Os democratas afirmam que a investigação é usada para atacar os adversários políticos do presidente Donald Trump, que, por sua vez, foi amigo de Epstein e não foi convocado a testemunhar.
Trump passou meses tentando bloquear a divulgação dos documentos da investigação relacionados ao caso, que atravessa círculos de bilionários, políticos, acadêmicos e celebridades.
Nem o presidente nem os Clinton foram acusados de crimes penais relacionados às atividades de Epstein.
- Votação suspensa -
Nas cartas em que inicialmente se recusaram a comparecer em Washington, o casal argumentou que as intimações eram inválidas porque careciam de um propósito legislativo claro.
Os republicanos afirmam que os vínculos dos Clinton com Epstein, incluindo o uso que Bill Clinton fez de seu jato privado no início dos anos 2000 - antes de o magnata ser condenado por prostituição de menores -, justificam um interrogatório presencial.
Em vez disso, ambos apresentaram declarações juramentadas por escrito nas quais descreviam o que sabiam sobre Epstein e sua parceira Ghislaine Maxwell, que cumpre uma pena de 20 anos de prisão por tráfico sexual.
Bill Clinton reconheceu ter utilizado a aeronave do financista para realizar trabalhos humanitários relacionados à Fundação Clinton, mas afirmou que nunca visitou sua ilha privada.
Depois que concordaram em testemunhar, o Comitê de Regras decidiu na noite de segunda-feira suspender sua votação sobre o procedimento por desacato.
- Nomes não censurados -
Enquanto isso, um tribunal deverá analisar na quarta-feira um pedido para bloquear o acesso aos registros da investigação relacionados a Epstein, depois que as vítimas afirmaram que seus nomes não haviam sido ocultados.
O Departamento de Justiça divulgou na semana passada o que, segundo afirmou, seria o último lote de documentos, fotos e vídeos dos arquivos deste caso, o que alimentou um drama político para Trump.
Mas o órgão ficou em situação difícil depois que os nomes das supostas vítimas, que deveriam permanecer anônimos, não foram censurados, segundo advogados citados pelo jornal The New York Times.
Em uma carta dirigida aos juízes, Brad Edwards e Brittany Henderson, do escritório Edwards Henderson, da Flórida, citaram um e-mail publicado entre os novos arquivos "em que se enumeravam 32 vítimas menores, com um único nome censurado e 31 visíveis".
Outra mulher afirmou que seu endereço completo havia sido publicado nos arquivos.
Os advogados solicitaram a "retirada imediata" da página do governo na qual eram exibidos.

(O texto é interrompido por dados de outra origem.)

PR #204, opened 2022-03-15
Fix QOL Indicators: Broadband and Access to Transit: Car commute

mbh329:
This pull request covers some minor changes related to the reordering of columns in the QOL Access to broadband and access to transit: car commute indicators - there are functions  added to the `clean_aggregated.py ` and then the main accessor functions in the `access_ttransi_car.py` and `access_broadband.py` are updated.  There is also a change to the column naming conventions in the access to transit: car commute (from `access_carcommute_workers_` to `access_workers16pl_`) which the team thought was more intuitive and in line with other naming conventions for different indicators.


SashaWeinstein (commented):
Some of the changes here are mine so I can't sign off on those. The new column name for access car commute looks good. Is there a reason there aren't internal review files for access broadband as well?

mbh329:
good catch @SashaWeinstein, ill output the broadband internal review files now

td928 (approved):
new output looks good now @mbh329

AmandaDoyle (approved):

PR #206, opened 2022-03-16
Eviction cases indicator

SashaWeinstein:
# One-off Housing Security Indicator
Source data comes aggregated by community district. The only new thing is the three digit CD code. This code is the "borough code", a numeric representation of boroughs plus the typical CD number. For example manhattan CD 1 is 101, as Manhattan has borough code 1.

A menção de um nome nos arquivos de Epstein não implica, por si só, qualquer conduta ilícita. No entanto, os documentos divulgados mostram algum tipo de vínculo entre o criminoso sexual ou seu círculo e figuras públicas que minimizaram ou negaram a existência de tais laços.

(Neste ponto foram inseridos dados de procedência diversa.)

PR #208, opened 2022-03-16
Expand Testing

SashaWeinstein:
# Two new "General Indicator Test" Files 
Four tests that were written for quality of life indicators were generalized for all indicators. The files with the new tests are in `tests/general_indicator_tests/`. Additionally`<category>_testing_helpers.py` files were added to organize accessor functions into iterables.

## Test Return Type
This tests that every accessors returns a dataframe. Some accessors were returning series which then can't be merged into the collated files for export

## Test Geographies
Three tests that ensure that when a particular geography is passed to an accessor, that accessor returns a dataframe with the correct index. 

## New testing action
A new `Test Indicators` workflow was added via `.github/workflows/test_indicators`. This runs the two tests described above. This workflow is set to run whenever any test or aggregation python code is changed so it will run on many pushes like the PUMS tests earlier. If this is helpful then great, if not let me know and I will roll it back to only test when we want to.

## Next steps
The key upgrade I think is having the tests and export process point to the same iterable of accessor functions. That way we don't have to worry about adding new accessor functions to both processes. Once that is done if the tests pass we will know with certainty that we won't run into issues with merging on indices in the export process. 
I've added this as a comment in the issue and can work on it tomorrow


SashaWeinstein:
Changes we talked about have been pushed. I did something slightly different than what we talked about: I put all the code to create the accessor lists in one file in `aggregate/all_acessors.py`. Think is is easier than having 4 different files that all do the same thing. The file is long but it's simple.

The external review process import from this new file.

Two new indicators were also changed to pass the tests. The indicators are eviction cases that I wrote and affordable units that Te wrote. The eviction cases was returning a series, and the affordable units was trying to import an outdated function. 

The workflow was updated to run whenever any aggregate, export, or test code is changed.

aggregate/all_accessors.py
```diff
@@ -0,0 +1,71 @@
...
+)
+
+# Housing Security imports
+# Currently count residential evictions is left out as it requires geocoding, can address this later if need be.
+# from aggregate.housing_security.three_or_more_maintenance_deficiencies import (
+#     count_units_three_or_more_deficiencies,
+# )
+
+# Three or more maintenance deficiences also left out as I'm not sure where we are getting data moving forward
+# from aggregate.housing_security.evictions_by_city_marshals import (
```
mbh329, line 17: This will be rectified with Te's pull request #211

aggregate/all_accessors.py
```diff
@@ -0,0 +1,71 @@
...
+
+census_accessors = [census_2000_pums, decennial_census_data]
+
+
+accessors = (
+    housing_security_accessors
+    + QOL_accessors
+    + housing_production_accessors
+    + census_accessors
+)
```
mbh329, line 71: I like keeping them all in one python script as per your comment...much cleaner and easier to find.

aggregate/housing_security/eviction_cases_housing_court.py
```diff
@@ -25,7 +25,7 @@ def load_filings():
 def eviction_cases(geography: str, write_to_internal_review=False):
     """Main Accessor"""
     filings = load_filings()
-    final = filings.groupby(geography).sum()["eviction_filings"]
+    final = filings.groupby(geography).sum()[["eviction_filings"]]
```
mbh329, line 28: the double brackets prevent `final` from being a series correct?

aggregate/housing_security/three_or_more_maintenance_deficiencies.py
```diff
@@ -41,8 +44,10 @@ def count_units_three_or_more_deficiencies(
...
         geo_col=geography_level,
         crosstab=crosstab,
+        keep_SE=False,
+        add_MOE=True,
     )
-    aggregated = sort_columns(aggregated)
+    # aggregated = sort_columns(aggregated)
     aggregated.name = (
         f"HVS_{year}_{geography_level}_crosstab_by_race_{crosstab_by_race}"
     )
```
mbh329, line 53: Once we confirm Te's most recent three or more maintenance deficiencies is correct, do we want to delete this file?

mbh329 (approved):
Looks good and is essentially what we talked about yesterday, I like keeping the accessor list in one python script - left some comments/questions but otherwise approved

aggregate/all_accessors.py
SashaWeinstein: yep!

aggregate/decennial_census/census_2000_PUMS.py
```diff
@@ -6,7 +6,7 @@
 """
```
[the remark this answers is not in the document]
SashaWeinstein: good flag, github says this conflict needs to addressed before merge. I will do no that now

aggregate/all_accessors.py
SashaWeinstein: ok nice glad you agree

aggregate/housing_security/eviction_cases_housing_court.py
SashaWeinstein: yea exactly, if you select a single column from a df with double brackets it returns a single column dataframe instead of a series

aggregate/housing_security/three_or_more_maintenance_deficiencies.py
SashaWeinstein: I think no. I added an exception that will throw an error if it's called but like the PUMS aggregation we want to keep it for future work

SashaWeinstein:
Hey @mbh329 can I get another review on this after merging in from dev? should be pretty simple but tired on friday afternoon seems like potential time for mistakes

mbh329 (commented):
The latest changes look good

O juiz distrital Richard M. Berman disse, em uma breve ordem acessada pela AFP, que realizará uma audiência na quarta-feira.
No domingo, o Departamento de Justiça afirmou que estava "trabalhando incansavelmente" para efetuar novas censuras nos arquivos depois que jornalistas do The New York Times encontraram dezenas de fotos de pessoas nuas e com seus rostos visíveis.
Desde então, tais imagens foram em sua maioria removidas ou censuradas, informou o jornal.